Recenzje

Kamień

Kasper Bajon: Fuerte. Czarne, Wołowiec 2020 – pisze Izabela Mikrut.

To jest książka zbudowana na kontraście. Fuerteventura jawi się w niej jako wyspa niegościnna, odbierająca nadzieję, doświadczana przez historię, a nawet groźna. Jej historia splata się z historią autora i jego rodziny. Mało tego – zyskuje punkty styczne z różnymi miejscami na mapie świata, bo Kasper Bajon chce czytać przeszłość przez zestaw nieoczywistych skojarzeń. Fuerte odczytuje przez nawiązania kulturowe i historyczne. Nie ucieka od gorzkich tematów, zresztą na takich przede wszystkim buduje wizję wyspy. Gdzie tu zatem kontrast? A w narracji. Tom Kaspra Bajona jest bowiem popisem literackim w najlepszym tego słowa znaczeniu. Autor smakuje słowa, wyczulony jest na brzmienie kolejnych fraz, funduje czytelnikom podróż zmysłową, która w żaden sposób nie podbija dramatyczności minionych czasów. I z takich składników tworzy książkę, którą można śmiało określić jako jedną z lepszych w cyklu.

„Fuerte” to tom osobisty. Nawiązuje Kasper Bajon do wspomnień z dzieciństwa i do sytuacji z życia dziadka. Szuka śladów przodków w motywach wyspy, ale w swoich wyprawach dociera znacznie dalej – między innymi do… Krzysztofa Kolumba. Nie tylko jest w stanie dostrzegać nieoczywiste związki i sploty historii, ale jeszcze – prowadzić eseistyczną relację pogłębianą intertekstami. Zdarza się, że inspiracją do rozważań czyni krajobraz, charakterystyczne miejsce obciążone dawnymi wydarzeniami. Chętnie zwraca się ku cmentarzom albo miejscom kojarzonym z ludobójstwem, za sprawą dziadka przejdzie do tematu obozu koncentracyjnego. Przeskakuje z Fuerteventury do Polski i z powrotem, raz będzie na Kazimierzu, raz – na Saharze. A przez cały czas poszukuje tematu, który pozwoli mu jak najpełniej scharakteryzować Fuerteventurę. Bajon nie chce tu widzieć raju. Nie zamierza kusić turystów i opowiadać im o atrakcjach wyspy – dla niego atrakcyjne są właśnie kulturowe związki i przejścia między „światami”: miejsca, w których przeszłość dochodzi do głosu albo wywołuje skojarzenia nieoczywiste nawet dla mieszkańców wyspy. Udowadnia, jak ważna jest świadomość lokalności i znajomość historii – i na tej kanwie przędzie swoją relację. Wybitną i intrygującą, inną niż można by się spodziewać. „Fuerte” to opowieść gorzka. A jednak wciąga i może się podobać.

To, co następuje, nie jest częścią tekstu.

PR #199, opened 2026-03-18
CNF-22218: Clean CI with multi level logs

shirmoran:
- Added date/time info to the logs.
- cleaned log info level - moved most of the logs to the debug level.
- Added relevant information with Ginkgo "By" statements.


edcdavid (commented):
Few comments:
- Also add timestamps on log lines generated from the run-on-vm.sh script, add color for steps.
- When building images using ptp-tools scripts, hide podman logs by default. Only display start and end of image building and pushing. Use color to highlight these steps. If any strep fails, then dump the build/push logs leading to the failure.
- Actually, reviewing the verbosity vs use of logs, most seem ok currently to me. I would revert most of the info -> debug changes and look at the few repetitive/verbose ones that repeat info (like waiting for an state, dumping non human readable info -> reformat?). 
- Might be useful to clarify logs that are not clear, if needed

test/conformance/parallel/parallel_suite_test.go
```diff
@@ -64,26 +68,34 @@ var _ = SynchronizedBeforeSuite(func() []byte {
...
-		}
-	} else {
-		logrus.Info("Deploy consumer app without sidecar for testing event API v2")
-		err = event.CreateConsumerApp(fullConfig.DiscoveredClockUnderTestPod.Spec.NodeName)
-		if err != nil {
-			logrus.Errorf("PTP events are not available due to consumer app creation error err=%s", err)
-			isConsumerReady = false
+
+	By("Enabling PTP event API", func() {
+		logrus.Info("API version %s", apiVersion)
```
gtannous-spec, line 73: `logrus.Info`  used with format string will not interpolate, it doesn't interpret the %s. 

This should be `logrus.Infof ` or `logrus.Debugf` to match the log-level reduction.


```suggestion
		logrus.Debugf("API version %s", apiVersion) 
```

scripts/run-on-vm.sh
```diff
@@ -1,31 +1,82 @@
...
+  local phase="$2"
+  local phase_label="${phase_type} ${phase}"
+  shift
+  shift
+
+  local log_file
+  log_file="$(mktemp "/tmp/ptp-operator/${phase_label// /_}.XXXXXX.log")"
+
+  echo -e "${COLOR_PHASE}START ${phase_type}:${COLOR_RESET} ${phase}"
+  if "$@" >"${log_file}" 2>&1; then
```
gtannous-spec, line 38: This function always returns 0 on failure after this `if` fails, then `rc=$?` no longer holds the command's exit code. It merely holds the exit status of the `if` compound statement itself, which is always 0 when there's no `else` branch. So `local rc=$?` captures 0, the log says "exit code 0", and `return "${rc}"` tells the caller everything succeeded.

Since the script runs under `set -e`, this means failed `make podman-buildall` , `make podman-pushall` calls will be silently ignored and the script will continue deploying with missing or stale images.

would better be moving the failure path into an `else` branch, where `$?` still holds the original exit code.

scripts/run-on-vm.sh
```diff
@@ -1,31 +1,82 @@
...
-set -x
 set -euo pipefail
+set -x
+
+# Save full run output under /tmp/ptp-operator (timestamped file; also shown on the terminal).
+mkdir -p /tmp/ptp-operator
+RUN_ON_VM_LOG="/tmp/ptp-operator/run-on-vm-$(date +%Y%m%d-%H%M%S).log"
+
+# Prefix all script output lines with timestamp, then tee to RUN_ON_VM_LOG.
+exec > >(awk '{ print strftime("%Y-%m-%d %H:%M:%S"), $0; fflush(); }' | tee "$RUN_ON_VM_LOG") 2>&1
```
gtannous-spec, line 10: Eliminate double-timestamping pick either `PS4` or `awk`, not both. 

in fact `awk` can handle everything uniformly.

test/pkg/testconfig/testconfig.go
```diff
@@ -440,7 +475,7 @@ func initFoundSolutions() {
 
 // Gets te desired configuration from the environment
 func GetDesiredConfig(forceUpdate bool) TestConfig {
-	defer logrus.Infof("Current PTP test config=%s", &GlobalConfig)
+	defer logrus.Debugf("Current PTP test config:\n%s", reformatGlobalConfig(&GlobalConfig))
```
gtannous-spec, line 478: Be careful, all arguments to a deferred function are evaluated immediately when the defer statement is reached, not when the surrounding function returns. 
`reformatGlobalConfig(&GlobalConfig)` runs immediately, marshals the config to JSON, and stores that string. When the function returns, logrus.Debugf is called with the stale, pre-modification snapshot not the final state.

test/pkg/testconfig/testconfig.go
```diff
@@ -749,8 +784,8 @@ func initAndSolveProblems() {
 
 // Gets the discovered configuration
 func GetFullDiscoveredConfig(namespace string, forceUpdate bool) TestConfig {
-	logrus.Infof("Getting ptp configuration for namespace:%s", namespace)
-	defer logrus.Infof("Current PTP test config=%s", &GlobalConfig)
+	logrus.Debugf("Getting ptp configuration for namespace:%s", namespace)
+	defer logrus.Debugf("Current PTP test config:\n%s", reformatGlobalConfig(&GlobalConfig))
```
gtannous-spec, line 788: same as above.

PR #210, opened 2026-04-13
CNF-22878: Fix VerifyNICClockClass to handle missing config label on OCP < 4.18

aabughosh:
## Summary

- **Fixes version-dependent CI failures** where `VerifyNICClockClass` timed out waiting for the `openshift_ptp_clock_class{config=...}` per-config Prometheus metric on OCP 4.16/4.17. The `config` label was only added to this metric in `cloud-event-proxy` starting from OCP 4.18.
- **Adds version-aware metric verification** using `IsPTPOperatorVersionAtLeast("4.18")`:
  - **OCP >= 4.18**: PMC + per-config metric (with `config` label)
  - **OCP < 4.18, single NIC**: PMC + node-level metric (without `config` label)
  - **OCP < 4.18, dual NIC**: PMC only (a single node-level metric cannot distinguish between two NICs)
- **Passes `isDualNIC` parameter** to `VerifyNICClockClass` from `ptp.go` so the helper knows which verification path to take.

## Root Cause

On OCP 4.16/4.17, `cloud-event-proxy` registers `openshift_ptp_clock_class` with only `node` and `process` labels (no `config` label). The existing `perConfigClockClassRe` regex expects `config="..."`, so it never matched, causing 5-minute timeouts on every call to `VerifyPerConfigClockClassWithMetrics`.

## Changes

| File | Change |
|------|--------|
| `test/pkg/ptptesthelper/ptptesthelper.go` | Added `nodeClockClassRe`, `getNodeClockClassFromMetrics`, `verifyNodeClockClassWithMetrics`; refactored `VerifyNICClockClass` to be version- and NIC-aware |
| `test/conformance/serial/ptp.go` | Pass `isDualNIC` (`false` for single NIC, `true` for dual NIC) to all `VerifyNICClockClass` calls |

## Linked Issues

- [CNF-22878](https://redhat.atlassian.net/browse/CNF-22878)

### DIFF
--- a/test/conformance/serial/ptp.go
+++ b/test/conformance/serial/ptp.go
@@ -1111,21 +1111,21 @@ var _ = Describe("["+strings.ToLower(DesiredMode.String())+"-serial]", Serial, f
 
 				// Step 1: verify initial locked state via PMC, metrics, and events
 				By("Step 1: Verifying NIC reports clockClass 6 (initial locked state)")
-				ptptesthelper.VerifyNICClockClass(fullConfig, nic1, locked)
+				ptptesthelper.VerifyNICClockClass(fullConfig, nic1, locked, false)
 				verifyClockClassViaEvent(evCtx, locked)
 
 				// Step 2: cut upstream sync by bringing slave interface down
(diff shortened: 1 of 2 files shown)


edcdavid (dismissed):
Looks good to me after gemini comment fix

edcdavid (approved):

PR #211, opened 2026-04-14
Ci test helper improvements

nocturnalastro:


test/conformance/serial/ptp.go
```diff
@@ -274,8 +275,18 @@ var _ = Describe("["+strings.ToLower(DesiredMode.String())+"-serial]", Serial, f
 				Skip("Skipping as the test is only applicable for Dual NIC BC in HA mode (dualnicbcha)")
 			}
 
+			By("Checking if HA is availble in this opertator version")
+			ptpOperatorVersion, err := ptphelper.GetPtpOperatorVersion()
+			Expect(err).ToNot(HaveOccurred())
+			Expect(ptpOperatorVersion).ShouldNot(BeEmpty())
+			operatorVersion, _ := semver.NewVersion(ptpOperatorVersion)
+			haVersion, _ := semver.NewVersion("4.16")
```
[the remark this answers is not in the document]
nocturnalastro: 4.16 is a valid version there is no need to check the error. PTP version should also be but we'll check that one.

test/pkg/ptphelper/ptphelper.go
```diff
@@ -899,21 +899,65 @@ func GetListOfWPCEnabledInterfaces(nodeName string) ([]string, string) {
...
+				return group, deviceId
 			}
 		}
 	}
+
 	return retList, deviceId
 }
-func addAllInterfacesForNic(WPCifaces map[string]string, firstIface string) []string {
+
+func addAllInterfacesForNic(nodeName string, WPCifaces map[string]string, firstIface string) []string {
```
sebsoto: I know this is existing code, but since its being extensively changed... 😬 

Is `addAllInterfacesForNic` adding to anything? Not sure the name makes sense.
Could it be renamed to `getInterfacesForNic`? 
(Dropped `all` too because that is implied) 

The significance of `firstIface` isn't clear. First relevant to what?
Does this function only work for WPC? Asking because of the argument `WPCifaces`. If so that should be reflected in someway.

test/pkg/ptphelper/ptphelper.go
```diff
@@ -942,6 +986,56 @@ func getWPCEnabledIfaces(nodeName string) map[string]string {
...
+			if parseErr != nil {
+				return -1, fmt.Errorf("unable to parse PTP Hardware Clock index from %q", line)
+			}
+			return idx, nil
+		}
+	}
+	return -1, fmt.Errorf("PTP Hardware Clock not found in ethtool output for %s", ifaceName)
+}
+
+func findIfaceWithPinsForPhc(nodeName string, phcIndex int) (string, error) {
```
sebsoto, line 1028: A doc for this function would be helpful.

test/pkg/ptphelper/ptphelper.go
sebsoto: Maybe rename to `GetWPCEnabledInterfaces` or just `WPCEnabledInterfaces`?

List of is implied by both the plural `Interfaces` and the []string return type.

sebsoto: Given this has a non-standard signature (returns []string,string), it would be really helpful to a function doc indicating the return values. The []string is obviously the interface list, the second string is hard for me to understand having skimmed the function. Is it the interface with GNSS?

test/pkg/ptphelper/ptphelper.go
```diff
@@ -899,21 +899,65 @@ func GetListOfWPCEnabledInterfaces(nodeName string) ([]string, string) {
...
+			return group[i] < group[j]
+		})
+		ifaceWithPins, err := findIfaceWithPinsForPhc(nodeName, idx)
+		if err != nil {
+			logrus.Debugf("PTP pins lookup failed phc=%d err=%v", idx, err)
+			continue
+		}
+		for _, iface := range group {
+			if iface == ifaceWithPins {
+				deviceId, _ = checkGNSSAvailabilityForIface(nodeName, iface)
```
sebsoto: The error is being swallowed here.
Given  this calls out to  
```	cmd := []string{"/bin/sh", "-c", fmt.Sprintf("ls /sys/class/net/%s/device/gnss", IfaceName)}```
Failure is definitely possible due to permissions and should be handled appropriately. I highly recommend either adding an error return  to the function, or ideally separating the interface gathering and the GNSS checking into distinct functions. This function is doing too much as it is, in my opinion.

File: test/pkg/ptphelper/ptphelper.go [hunk 5]
```diff
@@ -942,6 +986,56 @@ func getWPCEnabledIfaces(nodeName string) map[string]string {
 	return resMap
 }
 
+func getPTPHardwareClockIndex(nodeName string, ifaceName string) (int, error) {
+	cmd := []string{"ethtool", "-T", ifaceName}
+	so, se, err := execPodCommand(nodeName, cmd)
+	if err != nil {
+		return -1, fmt.Errorf("ethtool -T %s failed: %s", ifaceName, strings.TrimSpace(se.String()))
```
sebsoto: Why the -1 return? Makes sense from a program exit code, but not so much within a go program.

Failure should be captured in the functions error, callers having to check both the error and the return value is cumbersome.

test/conformance/serial/ptp.go
```diff
@@ -275,8 +275,19 @@ var _ = Describe("["+strings.ToLower(DesiredMode.String())+"-serial]", Serial, f
 				Skip("Skipping as the test is only applicable for Dual NIC BC in HA mode (dualnicbcha)")
 			}
 
+			By("Checking if HA is availble in this opertator version")
```
sebsoto: s/opertator/operator 🥔

sebsoto (changes requested):

sebsoto (approved):
/lgtm

PR #1630, opened 2024-10-09
Chore: surface full server version info to the nps models

catalintomai:
#### Summary
Surface full server version info to the nps models. Replace the previously code-built server_version. Generate version_id to be able to join with `dim_version` later.


ifoukarakis (approved):

catalintomai:
@ifoukarakis , will remove the table materialization from `int_nps_server_version_spined.sql` before checking in.

PR #1631, opened 2024-10-10
MM-60600: CLI tools for deduplicated event table

ifoukarakis:
#### Summary

- [x] CLI utils for deferred merge.
- [x] Handle schema changes when applying merge.
- [x] Minor refactoring to avoid duplicate code.
- [x] DBT models for maintaining delta table and deduped view.  

Doesn't include:
- Replacing current model with new deduplicated one.
- Automation 

#### Ticket Link

https://mattermost.atlassian.net/browse/MM-60600


transform/mattermost-analytics/models/staging/mm_telemetry_prod/stg_mm_telemetry_prod__event_deduped.sql
```diff
@@ -0,0 +1,319 @@
...
+        , num_of_request
+        , num_total
+        , org_id
+        , original_timestamp
+        , persistent_notifications
+        , playbooks
+        , plugin_id
+        , post_id
+        , privacy
+        , q
```
catalintomai, line 254: might be worth removing the spurious columns before running the process.

ifoukarakis: We should check values on these columns first. Let's do it in a separate PR in order to keep things simpler.

PR #1639, opened 2024-10-24
Chore: Surface license settings

catalintomai:
#### Summary
Surface more license settings.


transform/mattermost-analytics/models/marts/product/fct_active_servers.sql
```diff
@@ -26,15 +25,12 @@ select
...
     -- Metadata
     s.has_telemetry_data,
     s.has_legacy_telemetry_data,
     s.has_diagnostics_data,
     s.is_missing_activity_data,
-    l.is_feature_shared_channels_enabled,
-    l.is_feature_remote_cluster_service_enabled,
     l.daily_server_id is null as is_missing_license_data
 from
     {{ ref('int_server_active_days_spined') }} s
```
catalintomai, line 36: Note: kept join with `int_server_license_daily` because it is is used in `_product__models.yml`, line #250. If we can get rid of that, then we can safely remove it here as well.
`

ifoukarakis: It might be possible to replace it with a referential integrity check. Let's do this in a separate PR.

ifoukarakis (approved):

PR #1642, opened 2024-10-25
Chore: add daily_server_id field to nps_feedback model

catalintomai:
#### Summary
Add `daily_server_id` field to `nps_feedback` model. Needed later on in Looker to be able to join with `dim_daily_license` to surface the company name (and other info).


transform/mattermost-analytics/models/marts/product/nps/fct_nps_feedback.sql
```diff
@@ -1,4 +1,5 @@
 select {{ dbt_utils.generate_surrogate_key(['nf.server_id', 'nf.user_id', 'nf.feedback', 'nf.event_date']) }} as nps_feedback_id
+       , {{ dbt_utils.generate_surrogate_key(['nf.event_date', 'nf.server_id']) }} AS daily_server_id,
```
ifoukarakis: Order of fields seems to be different in the majority of the models (`server_id` then date column). Seems there's a bug in `fct_nps_score` as well. Let's use the following suggestion here: 

```suggestion
       , {{ dbt_utils.generate_surrogate_key(['nf.server_id', 'nf.event_date']) }} AS daily_server_id,
```

ifoukarakis (changes requested):

ifoukarakis (approved):

PR #1651, opened 2024-10-31
MM-61128: Add support for incremental config server data models

catalintomai:
#### Summary
Add support for incremental config server data models.

#### Ticket Link
https://mattermost.atlassian.net/browse/MM-61128

### DIFF
--- a/transform/mattermost-analytics/models/intermediate/product/configs/int__config_ldap.sql
+++ b/transform/mattermost-analytics/models/intermediate/product/configs/int__config_ldap.sql
@@ -1,0 +1,91 @@
+select event_id
+    , event_table
+    , event_name
+    , server_id
+    , received_at
+    , timestamp
+
+    , connection_security_ldap
+    , enable_ldap
+    , enable_admin_filter
+    , enable_sync
+    , isdefault_email_attribute_ldap
+    , isdefault_first_name_attribute_ldap
+    , isdefault_group_display_name_attribute
+    , isdefault_group_id_attribute
+    , isdefault_id_attribute_ldap
+    , isdefault_last_name_attribute_ldap
+    , isdefault_login_button_border_color_ldap
+    , isdefault_login_button_color_ldap
+    , isdefault_login_button_text_color_ldap
+    , isdefault_login_field_name
+    , isdefault_login_id_attribute
+    , isdefault_nickname_attribute_ldap
+    , isdefault_position_attribute_ldap
+    , isdefault_username_attribute_ldap
+    , isempty_admin_filter
+    , isempty_group_filter
+    , isempty_guest_filter
+    , isnotempty_picture_attribute
+    , null as isnotempty_private_key
+    , null as isnotempty_public_certificate
+    , max_page_size
+    , query_timeout_ldap
+    , segment_dedupe_id_ldap
+    , skip_certificate_verification
+    , sync_interval_minutes
+
+    -- Metadata from Segment
+    , context_library_name
+    , context_library_version
+    , sent_at
+    , original_timestamp
+from {{ ref('int_mattermost2__config_ldap') }}
+union
+select event_id
+    , event_table
+    , event_name
+    , server_id
+    , received_at
+    , timestamp
+
+    , installation_id
+    , anonymous_id
+    , server_ip
+
+    , connection_security_ldap
+    , enable_ldap
+    , enable_admin_filter
+    , enable_sync
+    , isdefault_email_attribute_ldap
+    , isdefault_first_name_attribute_ldap
+    , isdefault_group_display_name_attribute
+    , isdefault_group_id_attribute
+    , isdefault_id_attribute_ldap
+    , isdefault_last_name_attribute_ldap
+    , isdefault_login_button_border_color_ldap
+    , isdefault_login_button_color_ldap
+    , isdefault_login_button_text_color_ldap
+    , isdefault_login_field_name
+    , isdefault_login_id_attribute
+    , isdefault_nickname_attribute_ldap
+    , isdefault_position_attribute_ldap
+    , isdefault_username_attribute_ldap
+    , isempty_admin_filter
+    , isempty_group_filter
+    , isempty_guest_filter
+    , isnotempty_picture_attribute
+    , isnotempty_private_key
+    , isnotempty_public_certificate
+    , max_page_size
+    , query_timeout_ldap
+    , null as segment_dedupe_id_ldap
+    , skip_certificate_verification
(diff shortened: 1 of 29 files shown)


transform/mattermost-analytics/models/intermediate/product/configs/int__config_ldap.sql
```diff
@@ -0,0 +1,101 @@
+{{
+    config({
```
catalintomai, line 2: These will be removed before checkin.

transform/mattermost-analytics/models/intermediate/product/configs/int_mattermost2__config_ldap.sql
```diff
@@ -0,0 +1,22 @@
...
+}}
+
+select 
+     {{ dbt_utils.star(ref('stg_mattermost2__ldap')) }}
+     , cast(received_at AS date) AS received_at_date
+     , server_id is not null as has_segment_telemetry_data
+    from {{ ref('stg_mattermost2__ldap') }} tmp
+    where
+    -- Exclude items with missing timestamps
+       timestamp is not null
```
ifoukarakis, line 18: Since this is injected by Rudder/segment if missing, it shouldn't be null. Are there any example cases that this happened? Otherwise we can remove it.

transform/mattermost-analytics/models/intermediate/product/configs/int__config_ldap.sql
```diff
@@ -0,0 +1,101 @@
...
+        "materialized": "table",
+        "snowflake_warehouse": "transform_xs"
+    })
+}}
+
+select event_id
```
ifoukarakis, line 8: An alternative would be to use [dbt_utils.union_relations](https://github.com/dbt-labs/dbt-utils?tab=readme-ov-file#union_relations-source). It would preserve columns and make the code a bit more readable.

transform/mattermost-analytics/models/intermediate/product/configs/int__config_ldap.sql
```diff
@@ -0,0 +1,101 @@
+{{
+    config({
+        "materialized": "table",
+        "snowflake_warehouse": "transform_xs"
```
ifoukarakis, line 4: These models took significant time to run on xs warehouse. Perhaps we can test them on a large. However we'll need a clean environment in order to avoid running them in incremental mode.

transform/mattermost-analytics/models/marts/product/dim_daily_server_config.sql
```diff
@@ -1,496 +1,352 @@
 {{ config(
     tags=["disabled"]
```
ifoukarakis, line 2: Let's remove this tag from this model in order for the model to run on this branch. This will help get an estimate of how long the first run will take.

ifoukarakis: Also let's make sure that this is explicitly running on a large warehouse. XS might look cheaper, but spilling to disk is likely to be causing longer run times.

transform/mattermost-analytics/models/marts/product/dim_daily_server_config.sql
```diff
@@ -1,496 +1,355 @@
...
-    tags=["disabled"]
-) }}
-with segment_oauth as (
-    select
-        server_id
-        , cast(timestamp as date) as server_date
-        , {{ dbt_utils.generate_surrogate_key(['server_id', 'server_date']) }} as daily_server_id
+{{
+    config({
+        "materialized": "table",
```
catalintomai, line 3: will remove this line before checkin.

transform/mattermost-analytics/models/intermediate/product/configs/int__config_plugin.sql
```diff
@@ -0,0 +1,323 @@
...
+    , installation_id
+    , anonymous_id
+    , server_ip
+    , allow_insecure_download_url
+    , automatic_prepackaged_plugins
+    , chimera_oauth_proxy_url
+    , enable_plugin
+    , enable_alertmanager
+    , enable_antivirus
+    , coalesce(enable_autolink,
```
ifoukarakis, line 141: These coalesce expressions can be moved to the staging model. Then `dbt_utils.union_relations` can be used in this model.

transform/mattermost-analytics/models/intermediate/product/configs/int_mm_telemetry_prod__config_plugin.sql
```diff
@@ -0,0 +1,21 @@
...
+        "incremental_strategy": "delete+insert",
+        "cluster_by": ['received_at_date'],
+        "snowflake_warehouse": "transform_l"
+    })
+}}
+
+select 
+     {{ dbt_utils.star(ref('stg_mm_telemetry_prod__plugin')) }}
+     , cast(received_at AS date) AS received_at_date
+     , server_id is not null as has_rudderstack_telemetry_data
```
ifoukarakis, line 14: nit: Given that this is a rudderstack source, it can be changed to 
```suggestion
     , true as has_rudderstack_telemetry_data
```

Same goes for segment.

ifoukarakis: 4/5 this information might get lost because of the `qualify` expression later in the `dim_daily_server_config`. The `qualify` expression will keep the flag only for the latest record. In most cases this will be OK, since servers usually are either in a really old or a new version. 3/5 the only exception is if a server is upgraded from an old version to a newer one and rolled back.

ifoukarakis (commented):
Left a comment for `int__config_plugin`. Also perhaps we should try to run it one more time to monitor timings for the incremental models.

Otherwise LGTM.

transform/mattermost-analytics/models/intermediate/product/configs/int_mm_telemetry_prod__config_plugin.sql
catalintomai: I think we can live with the corner-case, at least for now.

ifoukarakis (approved):
LGTM!

transform/mattermost-analytics/models/intermediate/product/configs/int__config_ldap.sql
catalintomai: cc: @ifoukarakis , actually I take that back. Because of the errors here: https://cloud.getdbt.com/deploy/13604/projects/216476/runs/340761541/ , I don't think I can remove the materialized statement.

PR #1661, opened 2024-11-06
Model support for consolidation of server events;

catalintomai:
#### Summary
Add preliminary changes to ingest aggregated server config data into the DWH. 
### Dependencies
https://github.com/mattermost/mattermost/pull/28200


transform/mattermost-analytics/models/intermediate/product/configs/int__config_all.sql
```diff
@@ -0,0 +1,15 @@
+{{
```
ifoukarakis, line 1: Is this needed? It's a union of a single relation.

transform/mattermost-analytics/models/staging/mm_telemetry_prod/stg_mm_telemetry_prod__all.sql
```diff
@@ -0,0 +1,255 @@
+
+with source as (
```
ifoukarakis, line 2: The name of the model is too generic. Perhaps it can be renamed to `stg_mm_telemetry_prod__configs` or `stg_mm_telemetry_prod__consolidated_configs`.

transform/mattermost-analytics/models/staging/mm_telemetry_prod/stg_mm_telemetry_prod__all.sql
```diff
@@ -0,0 +1,255 @@
...
+        , config_oauth_enable_google                          as is_google_enabled
+        , config_oauth_enable_office_365                      as is_office365_enabled
+        , config_oauth_enable_openid                          as is_openid_enabled
+        , config_oauth_openid_gitlab                          as is_openid_gitlab_enabled
+        , config_oauth_openid_google                          as is_openid_google_enabled
+        , config_oauth_openid_office_365                      as is_openid_office365_enabled
+
+        -- Ldap information
+        , config_ldap_connection_security                     as connection_security_ldap
+        , config_ldap_enable                                  as enable_ldap
```
ifoukarakis, line 31: 1/5 Should the `_ldap` prefix kept in all columns?

catalintomai: I kept the naming from `stg_mm_telemetry_prod__ldap.sql` (which I believe was based on the old repo naming). If we change it here we'll have to change it there as well. I say, let's keep it as it is and if we see issues/confusions we can change later.

ifoukarakis (approved):

PR #1681, opened 2024-12-06
Chore: Deprecate model that is not used anymore

ifoukarakis:
#### Summary

Deprecate model that is not useful anymore.


catalintomai (approved):

ifoukarakis:
Part of the PR is needed in downstream models. Skipping deprecation for now.

PR #173, opened 2015-05-28
Moves boot steps to its own module

### LINKED ISSUE #163: Add visibility into rabbit boot steps

michaelklishin:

Bo Kasper Bajon jest artystą słowa. Widać u niego nie tylko uważne czytanie najlepszych reportażystów: lekcje, które pobierał choćby podglądając warsztat Kapuścińskiego – ale i zacięcie literackie. Ten autor pisze tak, by słowa miały swoją melodię, rytm i kształt. Bardzo działa na odbiorców, funduje im synestezyjną relację, która przynosi nie tylko sporo informacji, ale i estetycznych wrażeń. „Fuerte” pod tym względem okazuje się bardziej literaturą piękną niż literaturą faktu. Kasper Bajon potrafi wyczuć potęgę słów – i przekuć je na bardzo realistyczne i przekonujące obrazy. Pod pretekstem oprowadzania po wyspie sięga do bogatego zestawu wspomnień i rodzinnych opowieści, anegdot dotyczących dziejów oraz do własnych przemyśleń tworzonych na bazie obserwacji. Dzięki temu uzyskuje mieszankę wyjątkową. Nie tyle pozwala poznać Fuerteventurę, ile przedstawia ją od nowa.